Characterization of the vagal motor neurons projecting to the Guinea pig airways and esophagus
(Frontiers Media, 2010-12-17)
Distinct parasympathetic postganglionic neurons mediate contractions and relaxations of the guinea pig airways. We set out to characterize the vagal inputs that regulate contractile and relaxant airway parasympathetic postganglionic neurons.
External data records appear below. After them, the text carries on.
PR #2521, opened 2025-09-03
[RFC] New device fields - Stage 0

ricardo-estc:
#### 1. What does this PR do?

This PR proposes adding new fields to the existing device field set in ECS to provide more comprehensive device identification and classification capabilities. It enhances device tracking, inventory management, and security monitoring by adding vendor, product, and device type information.

#### 2. Which ECS fields are affected/introduced?

* device.vendor_name (keyword)
* device.vendor_id (keyword)
* device.product_name (keyword)
* device.product_id (keyword)
* device.device_type (keyword)

#### 4. Have you added/updated documentation?

YES / NO / N/A

#### 5. Have you built ECS and committed any newly generated files?

YES / NO

#### 6. Have you run the ECS validation tests locally?

YES / NO

#### 7. Anything else for the reviewers?

---

PR #2530, opened 2025-09-12
[RFC 0053][Update] Stage2: New device fields 

ricardo-estc:
This PR proposes changes on top of:
* https://github.com/elastic/ecs/pull/2521

Added fields based on previous PR:
* device.vendor.name 
* device.vendor.id
* device.product.name 
* device.product.id 
* device.type


schemas/device.yml
```diff
@@ -75,3 +75,43 @@
...
       example: DJGAQS4CW5
       beta: This field is beta and subject to change.
+    - name: product.id
+      level: extended
+      type: keyword
+      short: ProductID of the device
+      description: >
+        ProductID of the device.
+      example: 0xABCD
+      beta: This field is beta and subject to change.
```
ricardo-estc, line 89: @trisch-me should I remove these beta entries?

trisch-me: no, beta fields should stay in.

schemas/device.yml
```diff
@@ -75,3 +75,43 @@
         The unique serial number serves as a distinct identifier for each device, aiding in inventory management and device authentication.
       example: DJGAQS4CW5
       beta: This field is beta and subject to change.
+    - name: product.id
+      level: extended
+      type: keyword
+      short: ProductID of the device
+      description: >
```
trisch-me, line 82: you should add also links to what exactly product ID is (as in phase 0 PR)
You should treat each description in a way that everyone, who wants to use this field, should understand how the field is generated (or what constraints it has)

trisch-me: so while short might be the same as in phase 0, description should elaborate more details on it

ricardo-estc: @trisch-me added proper description for each field.
Is it fine to include links to the microsoft documentation about vid and pid?
Their documentation is very well written

trisch-me: yes!

schemas/device.yml
```diff
@@ -75,3 +75,59 @@
...
+      example: Extreme V2 SSD
+      beta: This field is beta and subject to change.
+    - name: type
+      level: extended
+      type: keyword
+      short: Device type classification
+      description: >
+        A classification of the device based on its primary function or device class. This field categorizes devices into functional groups to enable policy enforcement and monitoring based on device capabilities.
+
+        The classification should follow standard device class definitions where possible, such as "Storage Device", "Human Interface Device", "Audio", "Video", "Network", "Communication", etc. This allows for consistent categorization across different device types and manufacturers.
```
trisch-me, line 107: should this field be open or an enum?

schemas/device.yml
```diff
@@ -75,3 +75,59 @@
...
+    - name: product.id
+      level: extended
+      type: keyword
+      short: ProductID of the device
+      description: >
+        A unique identifier assigned by the vendor to distinguish different product models. This is typically a hexadecimal value that, combined with the vendor ID, creates a globally unique device identifier.
+
+        The product ID is assigned by the device manufacturer and should remain consistent across all instances of the same product model. For hardware devices, this often corresponds to the Product ID (PID) in device descriptors.
+
+        See https://learn.microsoft.com/en-us/windows-hardware/drivers/install/standard-usb-identifiers for more details on product identification standards.
```
trisch-me, line 87: the same here - does it make sense to make it an enum?

schemas/device.yml
ricardo-estc: In my opinion it should be open, there are numerous device types and integration can leverage it.
For example, some integrations might report Virtual devices and there is an infinite number of types that can be associated with this field

schemas/device.yml
ricardo-estc: `product.id` is a number. Example here for Apple (vendor.id == 05AC)

https://devicehunt.com/view/type/usb/vendor/05AC

trisch-me (approved):

trisch-me:
@mjwolf I will wait for your review before merge

PR #2537, opened 2025-09-24
Advance RFC 0049 (entity store) to stage 2

mjwolf:
#### 1. What does this PR do?

This advanced RFC 0049 to stage 2, and adds entity fields to the ECS schema as beta fields.

This adds new `entity` fields as beta, and modifies host, user, cloud and service fieldset by adding entity fields to them through re-use.

This advanced RFC 0049 through the RFC process, and makes the entity fields part of the ECS schema, which will unlock use cases using these fields.

YES

YES

YES

These changes do not completely implement the RFC requirements in the schema yet. There are tooling changes needed to allow `user.target.entity.*` reuse to work. `user.target` is itself a reused field, and added a reuse field to another reuse field is not working properly.

---

#### Commit Message

Advance RFC 0049 (entity store) to stage 2


kgeller:
> #### 7. Anything else for the reviewers?
> These changes do not completely implement the RFC requirements in the schema yet. There are tooling changes needed to allow `user.target.entity.*` reuse to work. `user.target` is itself a reused field, and adding a reuse field to another reuse field is not working properly.

@mjwolf did you try altering the subsets file to allow this? I'm pretty sure that's how we allow the complex nested re-use ie client.user.group. I think you just need to add entity to the user.target section https://github.com/elastic/ecs/blob/main/schemas/subsets/main.yml#L600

Single and dual retrograde neuronal tracing from the airways and esophagus revealed that distinct, but intermingled, subsets of neurons in the compact formation of the nucleus ambiguus (nAmb) innervate these two tissues. Tracheal and esophageal neurons identified in the nAmb were cholinergic. Esophageal projecting neurons also preferentially (greater than 70%) expressed the neuropeptide CGRP, but could not otherwise be distinguished immunohistochemically from tracheal projecting preganglionic neurons. Few tracheal or esophageal neurons were located in the dorsal motor nucleus of the vagus. Electrical stimulation of the vagi in vitro elicited stimulus dependent tracheal and esophageal contractions and tracheal relaxations. The voltage required to evoke tracheal smooth muscle relaxation was significantly higher than that required for evoking either tracheal contractions or esophageal longitudinal striated muscle contractions. Together our data support the hypothesis that distinct vagal preganglionic pathways regulate airway contractile and relaxant postganglionic neurons. The relaxant preganglionic neurons can also be differentiated from the vagal motor neurons that innervate the esophageal striated muscle.